# Available data
————————
PR #167, opened 2020-03-04
Sort by association attribute and count

abellotti:
- Adding support for sorting by association attribute and association count using the object based specification for the sort_by parameter.

_Note_: with sort_by coming in as hash parameters, GraphQL does not like periods or @ in parameter names, periods are gone, but the **@ count** needed to be changed, went with **__count**.

Fix for: TPINVTRY-770
Depends on: https://github.com/RedHatInsights/insights-api-common-rails/pull/165

### DIFF
--- a/lib/insights/api/common/paginated_response_v2.rb
+++ b/lib/insights/api/common/paginated_response_v2.rb
@@ -2,7 +2,6 @@ module Insights
   module API
     module Common
       class PaginatedResponseV2 < PaginatedResponse
-
         # GraphQL name regex: /[_A-Za-z][_0-9A-Za-z]*/
         ASSOCIATION_COUNT_ATTR = "__count".freeze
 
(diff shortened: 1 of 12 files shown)


lib/insights/api/common/paginated_response_v2.rb
```diff
@@ -2,35 +2,122 @@ module Insights
...
+        end
+
+        # Condenses parameter values for handling multi-level associations
+        # and returns an array of key, value pairs.
+        #
+        # Input:  { "association" => { "attribute" => "value" }, "direct_attribute" = "value2" }
+        # Output: { "association.attribute" => "value", "direct_attribute" => "value2" }
+        #
+        # Input:  { "association" => { "attribute" => "value" }, "association2" => "attribute2" = "value2" }
+        # Output: { "association.attribute" => "value", "association2.attribute2" => "value2" }
```
bdunne: From the looks of it, this will return an Array of Arrays, not a hash.  Can you turn these comments into unit tests for this method?

bdunne: Also, it doesn't look like it would cover `{"association" => {"attribute" => "value", "attribute2" = "value2"}`

abellotti: thanks for finding this.  fixing this exposed an issue when referencing same named attribute from class and association class.   will be pushing an update shortly. 👍

spec/lib/insights/api/common/paginated_response_v2_spec.rb
```diff
@@ -0,0 +1,43 @@
+describe Insights::API::Common::PaginatedResponseV2 do
+  context "compact_parameter method" do
```
bdunne: :+1: Nice!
————————
# Try it
Each line in the listing above that includes the word "Output" needs to be copied out.

# Solution to this problem
+        # Output: { "association.attribute" => "value", "direct_attribute" => "value2" }
+        # Output: { "association.attribute" => "value", "association2.attribute2" => "value2" }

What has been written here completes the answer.